__Extracted records__
▬▬▬▬▬▬▬▬▬▬

PR #529, opened 2023-09-29
Fix append and prepend for the `MpasConfigParser`

xylar:
We need to mark the combined config options as invalid after appending or prepending.


xylar:
This fixes problems I was seeing in https://github.com/E3SM-Project/polaris/pull/125 where config options were not being updated after a `prepend()` call.

PR #531, opened 2023-10-15
Move vector reconstruction into the conda package

xylar:
This includes a lot of stylistic clean up and adding an entry point `vector_reconstruct`.  The old `operators/vector_reconstructions.py` is left as a stub.


xylar:
## Testing

I was able to use this tool along with https://github.com/MPAS-Dev/compass/pull/717 to create reconstruction coefficients and then use them to reconstruct the Cartesian, zonal and meridional components of the velocity on a QU240 mesh after a short dynamic adjustment.

PR #534, opened 2023-10-28
Fixes to transect extraction and plotting

xylar:
This merge fixes several issues with transects:
* Sometimes, when a segment of a transect ends exactly at an intersection with a cell edge, there are redundant intersection points in the list.  This merge removes those redundant points.
* This merge also fixes some index arrays that were previously type float but should be int.
* Finally, this merge fixes masking of the SSH to ignore cells where `maxLevelCell==0`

▬▬▬▬▬▬▬▬▬▬

__Instructions to follow__
Please repeat each entry exactly as written.

__Reply to the task__
PR #529, opened 2023-09-29
Fix append and prepend for the `MpasConfigParser`

xylar:
We need to mark the combined config options as invalid after appending or prepending.


xylar:
This fixes problems I was seeing in https://github.com/E3SM-Project/polaris/pull/125 where config options were not being updated after a `prepend()` call.

PR #531, opened 2023-10-15
Move vector reconstruction into the conda package

xylar:
This includes a lot of stylistic clean up and adding an entry point `vector_reconstruct`.  The old `operators/vector_reconstructions.py` is left as a stub.


xylar:
## Testing

I was able to use this tool along with https://github.com/MPAS-Dev/compass/pull/717 to create reconstruction coefficients and then use them to reconstruct the Cartesian, zonal and meridional components of the velocity on a QU240 mesh after a short dynamic adjustment.

PR #534, opened 2023-10-28
Fixes to transect extraction and plotting

xylar:
This merge fixes several issues with transects:
* Sometimes, when a segment of a transect ends exactly at an intersection with a cell edge, there are redundant intersection points in the list.  This merge removes those redundant points.
* This merge also fixes some index arrays that were previously type float but should be int.
* Finally, this merge fixes masking of the SSH to ignore cells where `maxLevelCell==0`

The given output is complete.